D’abord pour rendre moins évident le dénouement de l’histoire. Mais aussi parce que j’avais envie, dans le film, d’un personnage de femme qui rende la justice. Et, qui, en l’occurrence, rende la justice pour une autre femme. Cela m’intéressait aussi d’élaborer une héroïne sociopathe. Autant, au cinéma, on a l’habitude de voir des hommes dans ce type de rôles autant les femmes, on n’en voit quasiment pas.
Enfin, dans le roman, le sujet est le double, ce qui rend logique le fait que les deux héros soient des hommes. Or moi, dans le film, je voulais plutôt traiter du sujet du fantôme. Texel est en connexion avec ses monstres intérieurs, avec ses propres peurs. En ce sens, elle est complètement à l’opposé de Jeremiasz qui, lui, ne veut pas regarder ce qui se cache dans ses placards intimes. Une scène au début du film en témoigne : il efface des commentaires qui lui sont défavorables sur Internet. Cela nous semblait intéressant qu’une femme le confronte, que ce soit elle qui démolisse la façade qu’il s’est construit. À ses côtés, le héros fait une sorte de voyage pour se comprendre lui-même...
A Perfect Enemy de Kike Maíllo |
Dans la façon dont vous le formulez, cette thématique évoque le fameux Conte de Noël de Charles Dickens, dans lequel Scrooge, un vieil avare, reçoit la visite de trois fantômes qui viennent l’éclairer sur ses travers, ses côtés sombres...
On ne m’avait pas encore évoqué cette référence, mais oui, c’est très proche, effectivement. À travers ses histoires très sombres, Texel lui parle de sa vie. C’est d’ailleurs le pouvoir des contes : s’il vous touche, il vous ouvre le cœur, vous oblige à réfléchir à votre comportement.
Déjà avec EVA vous mettiez en scène un personnage féminin, jeune, qui vient créer de la perturbation dans la vie des autres protagonistes de l’histoire.

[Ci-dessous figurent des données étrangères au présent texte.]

PR #729, opened 2023-10-19
Fetch mangas during the update

schroda:
The update only fetched the chapter list of a manga but never the manga itself. Thus, e.g. unless the manga got online fetched via the ui, it would never get recognized if it is completed or not. This would e.g. prevent the update setting, to not update completed mangas, from working as intended


Syer10:
Can you make this an option/parameter of the endpoint? In Tachiomi this is a optional setting that is off by default.

schroda:
added a setting

Syer10 (approved):

Syer10:
Ill merge this after #738 is merged and there is a graphql setting for it.

schroda:
done

PR #731, opened 2023-10-24
Fix/updater update stuck in running status after failure

schroda:
In case the channel failed due to an exception, the update for the source failed completely.
This however was never handled and the pending updates for the source were never set to failed.
Due to this, the global updates running state was always true

### DIFF
--- a/server/src/main/kotlin/suwayomi/tachidesk/manga/impl/update/Updater.kt
+++ b/server/src/main/kotlin/suwayomi/tachidesk/manga/impl/update/Updater.kt
@@ -123,13 +123,18 @@ class Updater : IUpdater {
      */
     private fun updateStatus(
         jobs: List<UpdateJob>,
-        running: Boolean,
+        running: Boolean? = null,
         categories: Map<CategoryUpdateStatus, List<CategoryDataClass>>? = null,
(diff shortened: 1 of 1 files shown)


server/src/main/kotlin/suwayomi/tachidesk/manga/impl/update/Updater.kt
```diff
@@ -123,54 +124,85 @@ class Updater : IUpdater {
...
 
-    private suspend fun process(job: UpdateJob): List<UpdateJob> {
+    private fun handleChannelUpdateFailure(source: String) {
+        val isFailedSourceUpdate = { job: UpdateJob ->
+            val isForSource = job.manga.sourceId == source
+            val hasFailed = job.status == JobStatus.FAILED
+
+            isForSource && hasFailed
+        }
+        val failAllUpdatesForSource = {
```
Syer10: I don't think this Lamba is needed, can you remove it and just add a comment?

schroda: removed

Syer10 (approved):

C’est vrai. Dans les deux films, la vérité est souterraine. Et quelqu’un se doit de la mettre à jour, de créer une catharsis. J’aime beaucoup la force des jeunes femmes de la nouvelle génération. Alors que pendant des siècles, le leadership a été détenu par des hommes à qui on demandait d’être forts, de ne pas afficher leurs sentiments, il me semble qu’autre chose est en train d’émerger avec ce leadership de femmes qui ne craignent pas de faire face à leurs peurs.
Une large partie du film se passe dans un aéroport. Le « film d’aéroport » est presque un genre en soi. En quoi cet espace vous intéressait-il ?
Dans mes films, l’architecture a toujours une part importante parce qu’elle structure le personnage. Et là d’autant plus que, ce terminal, c’est le personnage qui l’a dessiné. L’aéroport, c’est ce lieu qui n’appartient à personne où, a priori, on ne fait que passer. Et en même temps, c’est un endroit très important pour une ville : un peu comme les cathédrales autrefois, cela démontre sa puissance. C’est la première couche qu’on aperçoit d’une métropole. Et, en même temps, c’est un endroit dont l’élégance cache quelque chose d’un peu vide... Après, le roman ne se déroule que dans un aéroport. Nous avons dû rendre cela cinégénique, en créant différents espaces, différentes ambiances. Ce n’est pas un hasard si la confrontation entre les deux personnages a lieu dans les toilettes qui est le lieu où on se cache...
A Perfect Enemy de Kike Maíllo |
Vous représentez Paris d’une façon assez particulière. Pour être clair, on n’est pas vraiment dans EMILY IN PARIS ! Effectivement, j’avais plutôt envie d’en donner une vision nostalgique. Une ville dont ne se dégagent ni couleur, ni joie. Je la montre pluvieuse, parfois déplaisante avec ses bouchons. Une ville qu’on a aimée dans le passé, dans laquelle on a des souvenirs mais qu’il faut désormais fuir...
Amélie Nothomb a-t-elle vu le film ?
Non seulement elle l’a vu, mais elle m’a envoyé un mail incroyable. Elle a trouvé que les changements que nous avions apportés fonctionnaient bien. Alors que parfois, certains auteurs peuvent être interventionnistes dans l’adaptation de leurs œuvres, cela n’a pas du tout été son cas, il n’y a eu aucun problème. Je crois qu’elle a perçu que bien que nous ayons opéré certains changements, nous étions profondément respectueux de son œuvre.